NoSQL databases are fast because they take the tradeoff of eventual consistency. I would really recommend you to refresh your knowledge about CAP theorem — Consistency, Availability and Partition tolerance to understand data storages better.

You can read more on how to scale from 1 to 11 million users in this post on HighScalability. So a NoSQL database can work as an effective cache, which takes us to the next point of effective caching for software scalability.

Caching to enable software scalability #

As Phil Carlton has said

There are only two hard things in Computer Science: cache invalidation and naming things.

Cache invalidation is also an interesting problem to encounter. You will need a cache at scale because the normal way without cache is not scalable anymore. For great software scalability caching on different levels plays a vital role. Below are some of the ways/levels you can exploit cache to achieve more scalable software.

The first level of caching can be done on the code level. One of the basic ways of caching is Memoization.

Memoization is a higher-order function that caches another function. It can turn some slow functions into fast ones. It saves the result of a function call after the first time to the cache, so if you call the function again with the same arguments, it will find it in the cache.

You can have a look at a Node.js Memoization example where the server caches the response for 1 minute. Therefore, for 1 minute even if the data changes the client gets the same old data. You should read more about javascript memoization.

HTTP Caching for scalable software #

Another level of caching can be done on the HTTP layer. With good use of HTTP headers responses can be cached for a desired amount of time. HTTP Caching can also be implemented with an application like Cloudflare to set up rules to cache responses for minutes or hours to reduce the load on the servers. This type of caching mechanism helps us achieve a high level of software scalability.

If you have the capacity to manage a full-on HTTP cache and HTTP accelerator, Varnish is a great option. Varnish claims:

It typically speeds up delivery with a factor of 300 – 1000x, depending on your architecture.

With a 1 million + download of the Varnish Docker image, I think people might have configured it well on Kubernetes too for unmatched software scalability with great HTTP caching.

I am not sure if a read replica is a pure database caching mechanism. But I am very sure that it helps in software scalability putting less pressure on the main database by running the read queries on the read replica. There are other ways to implement cache on an N-tier application. Depending on your architecture you might want to add a cache to speed up things as well as give a boost to software scalability.

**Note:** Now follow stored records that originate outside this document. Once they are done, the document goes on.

PR #11716, opened 2021-06-08
Generate AWSEBSCSIDriver model only when using AWS

hakman:
/cc @olemarkus @johngmyers


johngmyers (approved):

johngmyers:
There's more refinement to do here. 

`validateSnapshotController()` requires AWSEBSCSIDriver be enabled even when not using the AWS cloud provider.

Either `AWSEBSCSIDriverBuilder.Build()` should do nothing for non-AWS cloud providers or API validation should validate the cloud provider is AWS when enabling AWSEBSCSIDriver. Same for KubeControllerManagerOptionsBuilder and KubeletOptionsBuilder

PR #15172, opened 2023-02-20
cherry pick of #15169: update openstack csi & ccm versions

zetaab:


zetaab:
perhaps we can close this

PR #15173, opened 2023-02-21
[Docs] Fix typo

jare:


justinsb:
Thanks for the contribution - and fixing typos is a great way to get started!

Are you able to sign the CLA?  I'm afraid we can't take PRs without it, but the good news is that the CLA then applies all the kubernetes projects (maybe some CNCF ones also!)

hakman:
Thanks @jare, but without the CLA we cannot accept this contribution.

PR #7837, opened 2019-10-28
Add External Policies (AWS managed policy attachments)

mattouille:
This feature allows Managed Policies to be attached to Instance Group Roles. It will manage the full lifecycle of _all_ Managed Policies attached to `master`, `node`, and `bastion` by first adding new managed policies followed by removing unspecified policies (policies not present in the config) in order to avoid service disruption.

Software scalability is a difficult problem, what makes it even more complex is the context.

What is a very high scale for a medium-size company may be of no concern to one of the FAANG companies. It is about RPM/RPS your software systems handle every day.

I have not worked with systems that have 100K or millions of requests per second, I have only read about that scale. I have seen and worked with systems with 100s to sometimes 1000s of requests per second. Even at this volume software scalability is an interesting and challenging problem to meet high demands.